For the entries below, print exactly the lines between the line holding "This is based" and the line holding "--- a/werewolves/power/blackmailer", inclusive, and nothing else.

--- START ---

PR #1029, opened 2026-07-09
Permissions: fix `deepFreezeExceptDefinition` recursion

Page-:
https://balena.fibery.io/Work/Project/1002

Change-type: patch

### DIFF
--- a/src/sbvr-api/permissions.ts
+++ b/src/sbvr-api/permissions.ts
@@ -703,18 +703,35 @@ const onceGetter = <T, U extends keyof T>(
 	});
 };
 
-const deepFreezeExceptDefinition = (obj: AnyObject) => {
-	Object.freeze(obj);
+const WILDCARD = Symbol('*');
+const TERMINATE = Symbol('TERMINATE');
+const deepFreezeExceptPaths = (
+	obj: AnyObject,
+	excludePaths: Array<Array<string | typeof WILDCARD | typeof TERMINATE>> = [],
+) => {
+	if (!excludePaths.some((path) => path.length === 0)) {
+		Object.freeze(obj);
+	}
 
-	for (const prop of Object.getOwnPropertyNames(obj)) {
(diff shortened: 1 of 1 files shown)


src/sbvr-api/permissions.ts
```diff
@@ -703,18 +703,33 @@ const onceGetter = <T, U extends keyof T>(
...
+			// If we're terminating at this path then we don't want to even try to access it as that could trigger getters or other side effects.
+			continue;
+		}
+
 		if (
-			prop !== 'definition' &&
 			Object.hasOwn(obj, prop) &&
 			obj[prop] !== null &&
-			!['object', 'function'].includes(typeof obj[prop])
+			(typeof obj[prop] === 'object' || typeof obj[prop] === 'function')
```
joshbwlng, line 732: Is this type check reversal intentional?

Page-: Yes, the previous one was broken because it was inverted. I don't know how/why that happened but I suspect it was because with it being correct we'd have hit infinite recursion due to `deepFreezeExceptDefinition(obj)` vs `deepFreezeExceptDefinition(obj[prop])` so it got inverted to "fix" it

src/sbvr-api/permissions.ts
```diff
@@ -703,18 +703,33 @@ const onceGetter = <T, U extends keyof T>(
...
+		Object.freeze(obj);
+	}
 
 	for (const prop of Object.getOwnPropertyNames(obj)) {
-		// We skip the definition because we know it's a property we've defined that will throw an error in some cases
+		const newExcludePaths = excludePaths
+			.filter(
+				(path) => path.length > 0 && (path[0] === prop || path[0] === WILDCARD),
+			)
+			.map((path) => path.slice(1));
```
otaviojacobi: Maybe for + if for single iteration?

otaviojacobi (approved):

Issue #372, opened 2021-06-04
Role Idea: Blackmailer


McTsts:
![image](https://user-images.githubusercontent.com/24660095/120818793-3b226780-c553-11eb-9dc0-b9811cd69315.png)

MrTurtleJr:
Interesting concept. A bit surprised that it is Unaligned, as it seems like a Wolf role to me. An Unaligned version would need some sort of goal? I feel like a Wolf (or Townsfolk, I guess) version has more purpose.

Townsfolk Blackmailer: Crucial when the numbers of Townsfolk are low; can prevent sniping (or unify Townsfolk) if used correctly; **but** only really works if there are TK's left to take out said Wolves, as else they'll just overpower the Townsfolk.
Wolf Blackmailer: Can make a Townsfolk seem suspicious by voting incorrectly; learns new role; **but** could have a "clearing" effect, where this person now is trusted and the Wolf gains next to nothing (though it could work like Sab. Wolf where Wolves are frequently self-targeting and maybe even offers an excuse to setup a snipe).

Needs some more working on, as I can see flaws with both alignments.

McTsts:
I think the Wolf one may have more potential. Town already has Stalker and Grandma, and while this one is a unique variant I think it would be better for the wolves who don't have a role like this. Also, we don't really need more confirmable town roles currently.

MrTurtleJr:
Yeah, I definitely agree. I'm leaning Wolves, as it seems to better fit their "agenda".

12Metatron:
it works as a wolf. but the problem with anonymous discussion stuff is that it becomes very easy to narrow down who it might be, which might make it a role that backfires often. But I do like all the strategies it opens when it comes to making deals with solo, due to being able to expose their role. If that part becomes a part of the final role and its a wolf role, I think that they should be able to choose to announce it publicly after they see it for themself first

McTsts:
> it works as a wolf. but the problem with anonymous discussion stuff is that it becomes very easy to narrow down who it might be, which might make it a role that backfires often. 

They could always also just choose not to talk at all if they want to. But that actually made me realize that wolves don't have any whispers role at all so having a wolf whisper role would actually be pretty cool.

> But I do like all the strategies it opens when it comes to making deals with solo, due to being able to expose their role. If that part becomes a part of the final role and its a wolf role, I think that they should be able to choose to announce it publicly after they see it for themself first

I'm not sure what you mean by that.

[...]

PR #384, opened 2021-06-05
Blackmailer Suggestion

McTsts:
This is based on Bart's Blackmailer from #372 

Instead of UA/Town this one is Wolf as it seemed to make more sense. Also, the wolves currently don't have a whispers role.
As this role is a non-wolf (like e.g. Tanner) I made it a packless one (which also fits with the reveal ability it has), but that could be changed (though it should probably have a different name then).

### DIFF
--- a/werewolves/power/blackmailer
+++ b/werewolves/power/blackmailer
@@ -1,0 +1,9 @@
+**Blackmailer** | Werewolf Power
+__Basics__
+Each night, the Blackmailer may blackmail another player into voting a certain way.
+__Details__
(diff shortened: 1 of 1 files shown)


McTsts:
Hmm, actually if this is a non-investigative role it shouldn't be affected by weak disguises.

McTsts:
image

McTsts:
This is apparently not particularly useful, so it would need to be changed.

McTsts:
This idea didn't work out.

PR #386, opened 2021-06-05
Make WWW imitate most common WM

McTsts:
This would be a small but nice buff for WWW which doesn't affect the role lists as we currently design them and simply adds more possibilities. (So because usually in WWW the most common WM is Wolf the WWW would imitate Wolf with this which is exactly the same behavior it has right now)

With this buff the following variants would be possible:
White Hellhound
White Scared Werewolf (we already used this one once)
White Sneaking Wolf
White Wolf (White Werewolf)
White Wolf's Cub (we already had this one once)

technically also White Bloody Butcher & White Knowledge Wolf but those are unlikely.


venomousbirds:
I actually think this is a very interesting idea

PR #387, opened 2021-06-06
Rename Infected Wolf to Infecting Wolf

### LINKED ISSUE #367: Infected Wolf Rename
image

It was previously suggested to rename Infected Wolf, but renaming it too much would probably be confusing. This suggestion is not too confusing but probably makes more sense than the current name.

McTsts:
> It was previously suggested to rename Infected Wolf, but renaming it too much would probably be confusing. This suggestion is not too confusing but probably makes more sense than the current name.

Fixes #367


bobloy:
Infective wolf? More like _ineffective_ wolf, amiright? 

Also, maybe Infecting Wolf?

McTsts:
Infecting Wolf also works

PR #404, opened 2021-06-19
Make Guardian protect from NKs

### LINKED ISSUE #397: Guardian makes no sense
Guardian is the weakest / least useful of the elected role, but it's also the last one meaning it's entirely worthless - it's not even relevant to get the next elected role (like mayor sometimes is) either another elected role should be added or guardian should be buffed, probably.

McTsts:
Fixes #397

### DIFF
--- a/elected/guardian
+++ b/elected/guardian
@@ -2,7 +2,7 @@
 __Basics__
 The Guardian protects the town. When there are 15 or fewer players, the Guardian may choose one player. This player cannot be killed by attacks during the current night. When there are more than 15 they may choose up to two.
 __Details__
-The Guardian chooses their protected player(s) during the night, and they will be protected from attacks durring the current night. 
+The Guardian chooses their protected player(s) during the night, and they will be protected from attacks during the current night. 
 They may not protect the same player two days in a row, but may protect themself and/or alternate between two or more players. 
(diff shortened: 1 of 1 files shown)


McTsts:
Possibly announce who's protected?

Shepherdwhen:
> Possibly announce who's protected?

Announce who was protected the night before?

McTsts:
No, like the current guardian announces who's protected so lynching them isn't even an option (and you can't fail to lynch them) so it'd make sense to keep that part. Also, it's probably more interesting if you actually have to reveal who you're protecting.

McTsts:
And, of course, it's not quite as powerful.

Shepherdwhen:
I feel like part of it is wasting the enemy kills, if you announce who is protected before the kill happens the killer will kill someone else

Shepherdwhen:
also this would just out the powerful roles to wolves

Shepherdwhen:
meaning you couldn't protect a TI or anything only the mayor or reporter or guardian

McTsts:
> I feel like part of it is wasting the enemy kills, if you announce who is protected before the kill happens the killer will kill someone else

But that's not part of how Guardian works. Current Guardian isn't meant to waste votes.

--- END ---

### Exercise answer
This is based on Bart's Blackmailer from #372 

Instead of UA/Town this one is Wolf as it seemed to make more sense. Also, the wolves currently don't have a whispers role.
As this role is a non-wolf (like e.g. Tanner) I made it a packless one (which also fits with the reveal ability it has), but that could be changed (though it should probably have a different name then).

### DIFF
--- a/werewolves/power/blackmailer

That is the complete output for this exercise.